### Video Transcript

What value of 𝑘 will make 𝑘 plus
nine, two 𝑘 minus one, and two 𝑘 plus seven consecutive terms of an arithmetic
progression?

An arithmetic progression is a
sequence of numbers such that the difference between any two consecutive terms is
constant. Remember, consecutive simply means
one after the other. For example, one, three, five,
seven is an example of an arithmetic progression. It has a constant common difference
of two. And the first two consecutive terms
are one and three. This means that the difference
between the first two terms, that’s 𝑘 plus nine and two 𝑘 minus one, must be equal
to the difference between the second and the third term. That’s two 𝑘 minus one and two 𝑘
plus seven.

Remember, when we find the
difference, we subtract one from the other. So the difference between the first
two terms is two 𝑘 minus one minus 𝑘 plus nine. And the difference between the
second and third term is two 𝑘 plus seven minus two 𝑘 minus one. Let’s simplify each of these
expressions.

On the left-hand side, we get two
𝑘 minus one minus 𝑘 minus nine. It’s really important to be careful
when multiplying out the second bracket. Technically, what we’re doing is
multiplying everything inside this bracket by negative one, which is why we end up
with negative nine. A common mistake is to forget this
fact and simply write plus nine.

Similarly, on the right-hand side,
we’re multiplying the second bracket by negative one. That gives us negative two 𝑘 plus
one.
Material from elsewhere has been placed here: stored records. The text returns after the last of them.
PR #1204, opened 2021-05-19
changelog 1.11

jennyf19:


changelog.md
```diff
@@ -1,3 +1,8 @@
+1.11.0
+==========
+### New Features:
+**Microsoft Identity Web now supports multiple authentication schemes**. This means, you can have several authentication schemes in the same ASP.NET Core app. Such as two Azure AD web apps, or an Azure AD app and an Azure AD B2C app, or a web app and a web API. Basically mixing authentication schemes in the same ASP.NET Core app. See the [wiki for details and code samples](https://github.com/AzureAD/microsoft-identity-web/wiki/Multiple-Authentication-Schemes) and related issues: [#549](https://github.com/AzureAD/microsoft-identity-web/issues/549), [#429](https://github.com/AzureAD/microsoft-identity-web/issues/429), [#958](https://github.com/AzureAD/microsoft-identity-web/issues/958), [#1126](https://github.com/AzureAD/microsoft-identity-web/issues/1126), [#971](https://github.com/AzureAD/microsoft-identity-web/issues/971), [#173](https://github.com/AzureAD/microsoft-identity-web/issues/173), [#955](https://github.com/AzureAD/microsoft-identity-web/issues/955), and [#1127](https://github.com/AzureAD/microsoft-identity-web/issues/1127).
```
jmprieur, line 4: "Such as signing-in in a web app with two identity providers" (so several client Ids indeed)

jmprieur (approved):
LGTM.

For web apps,  I wonder if we want to be clearer about "2 web apps" means (2 clientID, and call out the fact we have IDPs).?

On the case of Web app + web API it could be the same ClientID (but OpenIdConnect and JwtBearer for instance)

changelog.md
jennyf19: maybe that should go in the wiki instead? all those details?

jennyf19: agree we can make it clearer. but i can always edit the changelog.

PR #1207, opened 2021-05-21
fix cca options w/azure functions

jennyf19:
@jmprieur fix for azure functions when the cca options are not getting populated.

image


jmprieur (approved):
LGTM
Thanks @jennyf19

Issue #1215, opened 2021-05-26
[Bug] MergedOptions UpdateMergedOptionsFromMicrosoftIdentityOptions error


JadynWong:
**Which version of Microsoft Identity Web are you using?**
Note that to get help, you need to run the latest version. 
1.11.0
1.10.0

**Where is the issue?**
* Web app
    * [x] Sign-in users
    * [ ] Sign-in users and call web APIs
* Web API
    * [ ] Protected web APIs (validating tokens)
    * [ ] Protected web APIs (validating scopes)
    * [ ] Protected web APIs call downstream web APIs
* Token cache serialization
     * [x] In-memory caches
     * [ ] Session caches
     * [ ] Distributed caches
* Other (please describe)

**Is this a new or an existing app?**
The app is in development and I have upgraded to a new version of Microsoft Identity Web.

**Repro**

```csharp
context.Services.AddAuthentication()
                .AddMicrosoftIdentityWebApp(
                    configuration: configuration,
                    configSectionName: "AzureAd",
                    openIdConnectScheme: OpenIdConnectDefaults.AuthenticationScheme,
                    cookieScheme: null,
                    subscribeToOpenIdConnectMiddlewareDiagnosticsEvents: false
                );
```

```json
  "AzureAd": {
    "Instance": "https://login.microsoftonline.com/",
    "Domain": "contoso.com",
    "TenantId": "xxxxxxxxxxxx-xxxx-xxxx-xxxxxxxxxxxx",
    "ClientId": "xxxxxxxxxxxx-xxxx-xxxx-xxxxxxxxxxxx",
    "ClientSecret": "xxxxxxxxxxxxxxxxxxxxxxxxxxxxx",
    "CallbackPath": "/signin-oidc",
    "SignedOutCallbackPath ": "/signout-callback-oidc",
    "ResponseType": "code id_token",
    "Scope": [ "email" ]
  },
```

https://github.com/AzureAD/microsoft-identity-web/blob/222e76a60930949e3e4838ece6e5ef49e793f091/src/Microsoft.Identity.Web/WebAppExtensions/MicrosoftIdentityWebAppAuthenticationBuilderExtensions.cs#L275-L291

https://github.com/AzureAD/microsoft-identity-web/blob/222e76a60930949e3e4838ece6e5ef49e793f091/src/Microsoft.Identity.Web/MergedOptions.cs#L184-L192

**Expected behavior**
ResponseType should is  `code id_token`
[...]

PR #1227, opened 2021-05-28
fix for response type in mergedoptions

jennyf19:
#1215


jennyf19:
@jmprieur we need to do more here, fyi. i might wait to merge

jmprieur (approved):
LGTM
Let's do it only for ResponseType.

jennyf19:
fixed.

---
In reply to: [671583673](https://github.com/AzureAD/microsoft-identity-web/pull/1227#issuecomment-671583673) [](http://example.com/codeflow?ancestors=671583673,671583673)

jmprieur (approved):
LGTM
thanks @jennyf19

When we simplify the left-hand side
of this expression, we get 𝑘 minus 10. Since two 𝑘 minus 𝑘 is 𝑘 and
negative one minus nine is negative 10. Two 𝑘 minus two 𝑘 is zero. So we end up with eight on the
right-hand side.

And we can solve this expression
for 𝑘 by adding 10 to both sides. Eight plus 10 is 18. And we can see that the value of 𝑘
that will make the terms consecutive terms of an arithmetic progression is 18.